In attending the “2010 EHR Summit” sponsored by The Ohio Council I was fortunate to sit on a panel with many informed leaders addressing electronic health and behavioral health records. We all had a fascinating and diverse conversation about our vision, direction and next steps. Steve Duff coordinated the “Summit” and had collected real-time data from participants on a variety of EHR issues. I have not seen this data summarized yet but I was surprised how many small organizations ($2 million or less operating) were still seeking solutions for having an EHR. I applaud The Ohio Council’s decision to have this Summit.
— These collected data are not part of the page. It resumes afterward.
Issue #2038, opened 2021-01-06
Likely incorrect card elevation in 1.11


fynngodau:
This issue is about the elevation of the main screen cards in `release/1.11.x` after #1912.

* [x] None of the other issue templates apply to this issue.

See https://github.com/corona-warn-app/cwa-app-android/pull/1912#pullrequestreview-555954874.

> I think I introduced an inconsistency with the intended elevation […], as I spotted some code that explicitly set the risk card to `10dp` (e.g. `TracingDisabledBox`). […] Maybe you could try to find out what the intended elevation is, and make sure to set it correctly.

The current behaviour, to my knowledge, is that all cards in the main screen of `release/1.11.x` have a very strong `10dp` elevation. I suggest you check again what the correct elevation would be, as I see reason to assume it should actually be `4dp` for most of the cards.

--- 
Internal Tracking ID: [EXPOSUREAPP-4519](https://jira-ibs.wbs.net.sap/browse/EXPOSUREAPP-4519)

dsarkar:
@fynngodau Thanks. Devs are informed.

Best wishes, 
DS 
  
--- 
Corona-Warn-App Open Source Team 
Internal Tracking ID: [EXPOSUREAPP-4519](https://jira-ibs.wbs.net.sap/browse/EXPOSUREAPP-4519)

MikeMcC399:
"Fixed card elevation (EXPOSUREAPP-4519)" https://github.com/corona-warn-app/cwa-app-android/pull/2075 is included in [v1.11.0-RC2](https://github.com/corona-warn-app/cwa-app-android/releases/tag/v1.11.0-RC2).

fynngodau:
I'm repeating what I said in #2075 here so it doesn't get lost in a closed PR:

The PR is probably only a partial fix to what I explained here – see for example this code in `TracingDisabledBox`:

    override val viewBinding = lazy {
        TracingContentDisabledViewBinding.inflate(
            layoutInflater,
            itemView.findViewById(R.id.box_container),
            true
        ).also {
            it.root.elevation = resources.getDimension(R.dimen.elevation_strong)
        }
    }

This code does not work, IIRC because it sets the wrong attribute (`app:cardElevation` vs. `android:elevation`).

The existence of this code implies to me that *certain* cards *should* have `elevation_strong`, which was the reason I created this issue – either this and similar setters need to be fixed, or this code needs to be removed.

dsarkar:
[...]

PR #2075, opened 2021-01-12
Fixed card elevation (EXPOSUREAPP-4519)

chris-cwa:
Screenshot 2021-01-12 at 13 52 47

### DIFF
--- a/Corona-Warn-App/src/main/res/layout/home_card_container_layout.xml
+++ b/Corona-Warn-App/src/main/res/layout/home_card_container_layout.xml
@@ -11,5 +11,5 @@
     android:layout_marginBottom="@dimen/spacing_tiny"
     android:foreground="?selectableItemBackground"
     android:focusable="true"
-    app:cardElevation="@dimen/elevation_strong"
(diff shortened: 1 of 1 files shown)


ralfgehrer (approved):

AlexanderAlferov (approved):
LGTM 🚀  Tested on Samsung S8 Android 9

fynngodau:
I think that this is only a partial fix to what I mentioned in #2038, see for example this code in `TracingDisabledBox`:


    override val viewBinding = lazy {
        TracingContentDisabledViewBinding.inflate(
            layoutInflater,
            itemView.findViewById(R.id.box_container),
            true
        ).also {
            it.root.elevation = resources.getDimension(R.dimen.elevation_strong)
        }
    }

This code does not work, IIRC because it sets the wrong attribute (`app:cardElevation` vs. `android:elevation`).

The existence of this code implies to me that *certain* cards *should* have `elevation_strong`, which was the reason I created #2038 – either this and similar setters need to be fixed, or this code needs to be removed.

PR #2078, opened 2021-01-12
Contact Journal clickable cards

SamuraiKek:
This PR makes the whole contact diary cards clickable on the overview page. Up until now, only the header of the cards was clickable when when the persons and places lists were populated. 

How to test:

- Navigate to the contact diary. 
- On the Contact Journal page click anywhere on a date entry that has some people and/or places assigned. You should be able to navigate to the next screen no matter where you click on the card.
- If none of the dates have any people assigned, first tap on one of the dates to navigate to the people/places screen and enter some data, then go back to the Contact Journal and try tapping anywhere on the date card with data.


axelherbstreith (approved):
LGTM👍 Tested on Huawei P30 with Android 10

AlexanderAlferov (approved):
LGTM 🚀  Tested on Samsung S8 Android 9.

PR #2269, opened 2021-02-02
PPA User Input Strings Only (EXPOSUREAPP-4752)

d4rken:


AlexanderAlferov (dismissed):

ralfgehrer (dismissed):

harambasicluka (dismissed):

Corona-Warn-App/src/main/res/values-de/strings.xml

As our Ohio EHR Collaborative Team commences for implementation this fall, it will be important to take note some of the key issues. I predict there will be at least three important points of focus; one, can we keep implementation costs down to where organizations can benefit from the collaborative; two, can organizations become more standardized in clinical approaches avoiding “unique and multiple” clinical documents; and three, can we effectively train our clinicians on useful procedures in using EHR?
The Ohio EHR Collaborative will allow each organization to control and maintain confidentiality of its data without the level of dependency needed to sustain other models. Yet, the Collaborative fosters an “interdependency” where unique organizations can be cost efficient, avoid clinical redundancy and provide a culture that fosters a “learning community.” Behavioral health organizations must still find their niche in the Health Care Arena; this chilling fact will not go away. As leaders muddle through their strategic window, they will notice the EHR issue will be dead center in their windowpane!